START Material for this exercise

PR #1683, opened 2024-11-24
fix(config): allow usage of full config struct

### LINKED ISSUE #1682: Expose full config via Go API
Hi,

I am working on a project where I would like to use SOPS as the secret engine. In this context, I want to be agnostic whether the user is using my CLI or `sops`  to interact with the secret, but that requires that I generate the `.sops.yaml` in their repository. 

Currently, there is no simple public `Load` function that returns a `Config` and I am wondering if that is by design. My use-case requires both the full config `creation_rules`  and `destination_rules`.

I am happy to implement this, but I wanted to know if I am not doing anything wrong here.

nicklasfrahm:
This allows the usage of the full config `struct` in another Go program.

Closes #1682.

I added comments to edits that were not directly related to this PR, but that I considered a reduction of technical debt.

All tests pass locally.

### DIFF
--- a/config/config.go
+++ b/config/config.go
@@ -17,18 +17,10 @@ import (
 	"github.com/getsops/sops/v3/gcpkms"
 	"github.com/getsops/sops/v3/hcvault"
 	"github.com/getsops/sops/v3/kms"
-	"github.com/getsops/sops/v3/logging"
 	"github.com/getsops/sops/v3/pgp"
 	"github.com/getsops/sops/v3/publish"
-	"github.com/sirupsen/logrus"
 	"gopkg.in/yaml.v3"
 )
-
-var log *logrus.Logger
-
-func init() {
-	log = logging.NewLogger("CONFIG")
-}
 
 type fileSystem interface {
 	Stat(name string) (os.FileInfo, error)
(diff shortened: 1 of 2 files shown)


config/config.go
```diff
@@ -17,19 +17,11 @@ import (
...
 	"github.com/getsops/sops/v3/publish"
-	"github.com/sirupsen/logrus"
 	"gopkg.in/yaml.v3"
 )
 
-var log *logrus.Logger
-
-func init() {
-	log = logging.NewLogger("CONFIG")
-}
```
nicklasfrahm, line 31: I got a warning from `go-staticcheck` and I could not see this being used anywhere so I removed it to avoid the warning.

config/config.go
```diff
@@ -162,10 +155,10 @@ func NewStoresConfig() *StoresConfig {
 }
 
 // Load loads a sops config file into a temporary struct
-func (f *configFile) load(bytes []byte) error {
+func (f *ConfigFile) load(bytes []byte) error {
 	err := yaml.Unmarshal(bytes, f)
 	if err != nil {
-		return fmt.Errorf("Could not unmarshal config file: %s", err)
+		return fmt.Errorf("could not unmarshal config file: %s", err)
```
nicklasfrahm, line 161: This was also flagged by `go-staticcheck`.

felixfontein: This is a change that should go into a feature release and not into a bugfix release since it changes the observable behavior a bit and isn't a bugfix. Because of that I would keep it separate from the other changes.

PR #1684, opened 2024-11-24
Allow users to disable version check via environment variable

### LINKED ISSUE #1665: Any way to disable probing GitHub?
I'm using sops in a network environment where I will never ever in a million years be able to contact github.com directly. I'd like to be able to call `sops -v` without it complaining that it can't check what's the latest version.

Is there any environment variable perhaps that controls this behavior?

nicklasfrahm:
Closes #1665.


felixfontein:
I changed the title since this isn't a fix, but a feature.

version/version.go
```diff
@@ -27,7 +29,7 @@ func PrintVersion(c *cli.Context) {
 
 	out.WriteString(fmt.Sprintf("%s %s", c.App.Name, c.App.Version))
 
-	if c.Bool("disable-version-check") {
+	if c.Bool("disable-version-check") || os.Getenv("SOPS_DISABLE_VERSION_CHECK") != "" {
```
felixfontein, line 32: Why not add the environment variable to https://github.com/getsops/sops/blob/7cfbfd951918a3ff21dda2d5e4fe22c82e4a8dd7/cmd/sops/main.go#L1519-L1522 (with `EnvVar: "SOPS_DISABLE_VERSION_CHECK"`)?

The behavior will be slightly different then from your current implementation (it uses https://pkg.go.dev/strconv#ParseBool to parse the string if it's not empty), but it would avoid using `os.Getenv` explicitly.

felixfontein (commented):
Thanks for your contribution!

nicklasfrahm:
@felixfontein I have adjusted the code according to your suggestion and updated the comment.

felixfontein (approved):

felixfontein:
@nicklasfrahm thanks for your contribution!

PR #1687, opened 2024-11-25
fix(config): remove unused variables and align error casing

nicklasfrahm:
This removes the issues mentioned in #1683.

@felixfontein Can we label this for the next feature release due to the change to the error message? (I don't know how to do this)

### DIFF
--- a/config/config.go
+++ b/config/config.go
@@ -17,18 +17,10 @@ import (
 	"github.com/getsops/sops/v3/gcpkms"
 	"github.com/getsops/sops/v3/hcvault"
 	"github.com/getsops/sops/v3/kms"
-	"github.com/getsops/sops/v3/logging"
 	"github.com/getsops/sops/v3/pgp"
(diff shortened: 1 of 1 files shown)


config/config.go
```diff
@@ -165,7 +157,7 @@ func NewStoresConfig() *StoresConfig {
 func (f *configFile) load(bytes []byte) error {
 	err := yaml.Unmarshal(bytes, f)
 	if err != nil {
-		return fmt.Errorf("Could not unmarshal config file: %s", err)
+		return fmt.Errorf("could not unmarshal config file: %s", err)
```
felixfontein, line 160: Would you mind moving this change to another PR so we can merge the rest *now* instead of somewhen in the future? :)

felixfontein (approved):

felixfontein:
@nicklasfrahm thanks for your contribution!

END Material for this exercise

### Directions
So that the data stays intact, repeat all of it exactly.

### Result of this exercise
PR #1683, opened 2024-11-24
fix(config): allow usage of full config struct

### LINKED ISSUE #1682: Expose full config via Go API
Hi,

I am working on a project where I would like to use SOPS as the secret engine. In this context, I want to be agnostic whether the user is using my CLI or `sops`  to interact with the secret, but that requires that I generate the `.sops.yaml` in their repository. 

Currently, there is no simple public `Load` function that returns a `Config` and I am wondering if that is by design. My use-case requires both the full config `creation_rules`  and `destination_rules`.

I am happy to implement this, but I wanted to know if I am not doing anything wrong here.

nicklasfrahm:
This allows the usage of the full config `struct` in another Go program.

Closes #1682.

I added comments to edits that were not directly related to this PR, but that I considered a reduction of technical debt.

All tests pass locally.

### DIFF
--- a/config/config.go
+++ b/config/config.go
@@ -17,18 +17,10 @@ import (
 	"github.com/getsops/sops/v3/gcpkms"
 	"github.com/getsops/sops/v3/hcvault"
 	"github.com/getsops/sops/v3/kms"
-	"github.com/getsops/sops/v3/logging"
 	"github.com/getsops/sops/v3/pgp"
 	"github.com/getsops/sops/v3/publish"
-	"github.com/sirupsen/logrus"
 	"gopkg.in/yaml.v3"
 )
-
-var log *logrus.Logger
-
-func init() {
-	log = logging.NewLogger("CONFIG")
-}
 
 type fileSystem interface {
 	Stat(name string) (os.FileInfo, error)
(diff shortened: 1 of 2 files shown)


config/config.go
```diff
@@ -17,19 +17,11 @@ import (
...
 	"github.com/getsops/sops/v3/publish"
-	"github.com/sirupsen/logrus"
 	"gopkg.in/yaml.v3"
 )
 
-var log *logrus.Logger
-
-func init() {
-	log = logging.NewLogger("CONFIG")
-}
```
nicklasfrahm, line 31: I got a warning from `go-staticcheck` and I could not see this being used anywhere so I removed it to avoid the warning.

config/config.go
```diff
@@ -162,10 +155,10 @@ func NewStoresConfig() *StoresConfig {
 }
 
 // Load loads a sops config file into a temporary struct
-func (f *configFile) load(bytes []byte) error {
+func (f *ConfigFile) load(bytes []byte) error {
 	err := yaml.Unmarshal(bytes, f)
 	if err != nil {
-		return fmt.Errorf("Could not unmarshal config file: %s", err)
+		return fmt.Errorf("could not unmarshal config file: %s", err)
```
nicklasfrahm, line 161: This was also flagged by `go-staticcheck`.

felixfontein: This is a change that should go into a feature release and not into a bugfix release since it changes the observable behavior a bit and isn't a bugfix. Because of that I would keep it separate from the other changes.

PR #1684, opened 2024-11-24
Allow users to disable version check via environment variable

### LINKED ISSUE #1665: Any way to disable probing GitHub?
I'm using sops in a network environment where I will never ever in a million years be able to contact github.com directly. I'd like to be able to call `sops -v` without it complaining that it can't check what's the latest version.

Is there any environment variable perhaps that controls this behavior?

nicklasfrahm:
Closes #1665.


felixfontein:
I changed the title since this isn't a fix, but a feature.

version/version.go
```diff
@@ -27,7 +29,7 @@ func PrintVersion(c *cli.Context) {
 
 	out.WriteString(fmt.Sprintf("%s %s", c.App.Name, c.App.Version))
 
-	if c.Bool("disable-version-check") {
+	if c.Bool("disable-version-check") || os.Getenv("SOPS_DISABLE_VERSION_CHECK") != "" {
```
felixfontein, line 32: Why not add the environment variable to https://github.com/getsops/sops/blob/7cfbfd951918a3ff21dda2d5e4fe22c82e4a8dd7/cmd/sops/main.go#L1519-L1522 (with `EnvVar: "SOPS_DISABLE_VERSION_CHECK"`)?

The behavior will be slightly different then from your current implementation (it uses https://pkg.go.dev/strconv#ParseBool to parse the string if it's not empty), but it would avoid using `os.Getenv` explicitly.

felixfontein (commented):
Thanks for your contribution!

nicklasfrahm:
@felixfontein I have adjusted the code according to your suggestion and updated the comment.

felixfontein (approved):

felixfontein:
@nicklasfrahm thanks for your contribution!

PR #1687, opened 2024-11-25
fix(config): remove unused variables and align error casing

nicklasfrahm:
This removes the issues mentioned in #1683.

@felixfontein Can we label this for the next feature release due to the change to the error message? (I don't know how to do this)

### DIFF
--- a/config/config.go
+++ b/config/config.go
@@ -17,18 +17,10 @@ import (
 	"github.com/getsops/sops/v3/gcpkms"
 	"github.com/getsops/sops/v3/hcvault"
 	"github.com/getsops/sops/v3/kms"
-	"github.com/getsops/sops/v3/logging"
 	"github.com/getsops/sops/v3/pgp"
(diff shortened: 1 of 1 files shown)


config/config.go
```diff
@@ -165,7 +157,7 @@ func NewStoresConfig() *StoresConfig {
 func (f *configFile) load(bytes []byte) error {
 	err := yaml.Unmarshal(bytes, f)
 	if err != nil {
-		return fmt.Errorf("Could not unmarshal config file: %s", err)
+		return fmt.Errorf("could not unmarshal config file: %s", err)
```
felixfontein, line 160: Would you mind moving this change to another PR so we can merge the rest *now* instead of somewhen in the future? :)

felixfontein (approved):

felixfontein:
@nicklasfrahm thanks for your contribution!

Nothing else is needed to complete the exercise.